**INSTRUCTIONS FOR THE TASK:** On how many lines of these entries does the word "exactly" occur? State the number alone.

[SUPPLIED RECORDS — start]

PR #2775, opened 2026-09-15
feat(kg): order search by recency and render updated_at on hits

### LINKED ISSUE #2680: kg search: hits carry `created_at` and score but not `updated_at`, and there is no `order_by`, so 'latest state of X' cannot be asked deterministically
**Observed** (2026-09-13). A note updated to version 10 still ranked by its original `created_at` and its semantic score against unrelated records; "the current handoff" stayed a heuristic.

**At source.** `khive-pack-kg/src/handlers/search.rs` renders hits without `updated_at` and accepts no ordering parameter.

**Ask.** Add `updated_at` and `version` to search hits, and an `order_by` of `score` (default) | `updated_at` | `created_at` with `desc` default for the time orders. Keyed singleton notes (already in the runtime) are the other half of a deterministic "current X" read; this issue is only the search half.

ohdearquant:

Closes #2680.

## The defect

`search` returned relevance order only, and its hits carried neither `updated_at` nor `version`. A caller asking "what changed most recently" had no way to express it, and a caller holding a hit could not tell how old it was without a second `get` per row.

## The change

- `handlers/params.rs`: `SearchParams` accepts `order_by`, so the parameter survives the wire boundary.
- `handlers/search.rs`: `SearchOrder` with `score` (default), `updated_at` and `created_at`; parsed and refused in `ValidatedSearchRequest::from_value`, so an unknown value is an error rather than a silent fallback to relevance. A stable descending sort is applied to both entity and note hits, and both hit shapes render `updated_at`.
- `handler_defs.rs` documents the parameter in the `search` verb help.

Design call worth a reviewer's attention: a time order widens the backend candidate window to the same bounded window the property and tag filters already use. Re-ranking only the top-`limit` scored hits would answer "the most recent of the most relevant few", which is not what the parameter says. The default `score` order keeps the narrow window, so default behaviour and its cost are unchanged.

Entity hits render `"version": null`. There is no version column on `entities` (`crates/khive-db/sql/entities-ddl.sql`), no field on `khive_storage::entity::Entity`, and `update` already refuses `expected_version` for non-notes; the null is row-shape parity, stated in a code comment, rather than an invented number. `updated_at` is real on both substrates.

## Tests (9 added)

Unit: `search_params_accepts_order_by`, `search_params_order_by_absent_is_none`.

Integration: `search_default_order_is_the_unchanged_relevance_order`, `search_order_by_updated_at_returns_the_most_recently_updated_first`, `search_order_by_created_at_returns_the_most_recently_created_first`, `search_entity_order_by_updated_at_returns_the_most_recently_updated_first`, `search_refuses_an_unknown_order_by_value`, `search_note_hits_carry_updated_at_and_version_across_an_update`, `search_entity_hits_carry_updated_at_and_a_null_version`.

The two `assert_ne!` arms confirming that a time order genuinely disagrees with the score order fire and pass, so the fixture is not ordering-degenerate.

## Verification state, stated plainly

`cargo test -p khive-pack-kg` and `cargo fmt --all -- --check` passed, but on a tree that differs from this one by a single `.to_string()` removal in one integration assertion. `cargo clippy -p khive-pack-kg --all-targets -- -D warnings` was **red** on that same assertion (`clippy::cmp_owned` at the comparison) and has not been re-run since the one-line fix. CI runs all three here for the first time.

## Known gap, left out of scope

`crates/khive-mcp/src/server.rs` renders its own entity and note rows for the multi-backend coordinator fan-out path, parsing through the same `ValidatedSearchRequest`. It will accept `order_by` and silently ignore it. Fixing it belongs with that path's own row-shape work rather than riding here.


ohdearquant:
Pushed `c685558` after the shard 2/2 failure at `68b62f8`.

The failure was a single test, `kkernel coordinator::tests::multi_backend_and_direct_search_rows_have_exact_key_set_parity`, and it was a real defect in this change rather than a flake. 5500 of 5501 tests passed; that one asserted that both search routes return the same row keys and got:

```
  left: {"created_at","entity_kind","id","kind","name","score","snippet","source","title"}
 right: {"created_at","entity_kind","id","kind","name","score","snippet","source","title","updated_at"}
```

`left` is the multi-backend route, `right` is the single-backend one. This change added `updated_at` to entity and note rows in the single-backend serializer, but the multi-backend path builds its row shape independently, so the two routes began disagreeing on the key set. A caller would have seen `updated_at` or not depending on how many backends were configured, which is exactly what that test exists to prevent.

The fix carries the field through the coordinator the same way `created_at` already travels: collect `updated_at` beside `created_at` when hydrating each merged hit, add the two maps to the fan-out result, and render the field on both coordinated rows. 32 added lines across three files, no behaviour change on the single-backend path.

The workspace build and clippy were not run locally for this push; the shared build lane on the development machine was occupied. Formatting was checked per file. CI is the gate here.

[SUPPLIED RECORDS — finish]
[SUPPLIED RECORDS — start]

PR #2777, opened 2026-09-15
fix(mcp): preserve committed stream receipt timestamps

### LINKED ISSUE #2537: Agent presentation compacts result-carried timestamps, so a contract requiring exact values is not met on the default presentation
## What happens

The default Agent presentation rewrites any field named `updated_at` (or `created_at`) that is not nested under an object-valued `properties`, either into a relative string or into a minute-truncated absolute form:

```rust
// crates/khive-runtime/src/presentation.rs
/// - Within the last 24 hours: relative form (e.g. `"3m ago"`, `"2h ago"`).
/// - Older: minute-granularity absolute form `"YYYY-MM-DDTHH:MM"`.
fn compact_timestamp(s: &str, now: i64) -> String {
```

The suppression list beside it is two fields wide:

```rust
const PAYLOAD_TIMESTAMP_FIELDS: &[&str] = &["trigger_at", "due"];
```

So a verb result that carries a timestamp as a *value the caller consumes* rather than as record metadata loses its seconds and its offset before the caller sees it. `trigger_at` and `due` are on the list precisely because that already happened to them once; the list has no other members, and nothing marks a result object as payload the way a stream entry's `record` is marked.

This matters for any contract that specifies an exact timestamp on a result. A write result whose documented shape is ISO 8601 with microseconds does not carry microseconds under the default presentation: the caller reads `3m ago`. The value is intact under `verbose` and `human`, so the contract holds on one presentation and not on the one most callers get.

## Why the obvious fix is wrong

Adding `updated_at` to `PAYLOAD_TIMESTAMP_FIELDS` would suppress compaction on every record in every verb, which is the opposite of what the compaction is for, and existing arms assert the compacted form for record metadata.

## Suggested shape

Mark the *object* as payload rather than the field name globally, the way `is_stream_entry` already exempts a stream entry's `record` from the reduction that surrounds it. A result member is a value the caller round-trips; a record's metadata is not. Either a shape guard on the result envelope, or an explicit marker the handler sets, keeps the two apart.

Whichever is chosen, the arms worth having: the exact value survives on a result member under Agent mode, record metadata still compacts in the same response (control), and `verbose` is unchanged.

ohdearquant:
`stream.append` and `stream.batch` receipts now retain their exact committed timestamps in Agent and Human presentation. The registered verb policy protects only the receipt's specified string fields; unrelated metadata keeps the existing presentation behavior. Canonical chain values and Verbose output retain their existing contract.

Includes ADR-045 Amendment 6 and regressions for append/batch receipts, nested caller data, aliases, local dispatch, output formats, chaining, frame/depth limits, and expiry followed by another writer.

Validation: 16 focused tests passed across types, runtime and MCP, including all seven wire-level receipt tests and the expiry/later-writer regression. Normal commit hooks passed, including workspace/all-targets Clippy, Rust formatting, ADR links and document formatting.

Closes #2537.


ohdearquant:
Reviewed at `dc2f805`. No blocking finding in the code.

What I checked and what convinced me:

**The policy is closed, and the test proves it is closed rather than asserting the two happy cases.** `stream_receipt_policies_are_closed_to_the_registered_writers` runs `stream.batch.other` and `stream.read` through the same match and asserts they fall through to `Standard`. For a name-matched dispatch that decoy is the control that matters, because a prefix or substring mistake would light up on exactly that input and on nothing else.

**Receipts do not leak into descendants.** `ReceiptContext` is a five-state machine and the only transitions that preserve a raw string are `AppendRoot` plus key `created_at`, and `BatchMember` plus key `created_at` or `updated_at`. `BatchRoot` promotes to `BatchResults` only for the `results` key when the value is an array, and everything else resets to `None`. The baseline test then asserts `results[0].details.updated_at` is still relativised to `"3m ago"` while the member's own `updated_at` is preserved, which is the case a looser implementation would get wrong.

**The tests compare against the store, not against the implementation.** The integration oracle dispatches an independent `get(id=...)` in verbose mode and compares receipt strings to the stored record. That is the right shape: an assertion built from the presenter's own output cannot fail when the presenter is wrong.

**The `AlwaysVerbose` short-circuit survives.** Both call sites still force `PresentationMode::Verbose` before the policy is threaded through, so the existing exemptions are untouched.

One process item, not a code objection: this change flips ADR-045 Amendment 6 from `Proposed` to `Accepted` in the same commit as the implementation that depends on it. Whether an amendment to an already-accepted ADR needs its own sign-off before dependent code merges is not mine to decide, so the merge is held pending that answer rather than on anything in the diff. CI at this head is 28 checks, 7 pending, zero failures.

[SUPPLIED RECORDS — finish]
[SUPPLIED RECORDS — start]

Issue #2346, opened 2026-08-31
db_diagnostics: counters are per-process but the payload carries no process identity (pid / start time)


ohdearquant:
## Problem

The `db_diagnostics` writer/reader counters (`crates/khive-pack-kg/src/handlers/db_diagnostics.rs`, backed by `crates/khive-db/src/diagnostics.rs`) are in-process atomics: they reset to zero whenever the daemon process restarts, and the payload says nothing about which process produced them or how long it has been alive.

[SUPPLIED RECORDS — finish]

**EXERCISE RESPONSE:** 2